BEGIN DATA FOR THIS EXERCISE

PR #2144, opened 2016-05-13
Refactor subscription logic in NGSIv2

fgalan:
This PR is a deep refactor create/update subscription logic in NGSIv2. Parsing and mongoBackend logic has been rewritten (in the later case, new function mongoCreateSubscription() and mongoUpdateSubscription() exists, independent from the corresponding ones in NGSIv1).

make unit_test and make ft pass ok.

END DATA FOR THIS EXERCISE

=== WORK TO COMPLETE ===
Write every record above out again exactly as it stands.

=== WRITTEN REPLY ===
PR #2144, opened 2016-05-13
Refactor subscription logic in NGSIv2

fgalan:
This PR is a deep refactor create/update subscription logic in NGSIv2. Parsing and mongoBackend logic has been rewritten (in the later case, new function mongoCreateSubscription() and mongoUpdateSubscription() exists, independent from the corresponding ones in NGSIv1).

make unit_test and make ft pass ok.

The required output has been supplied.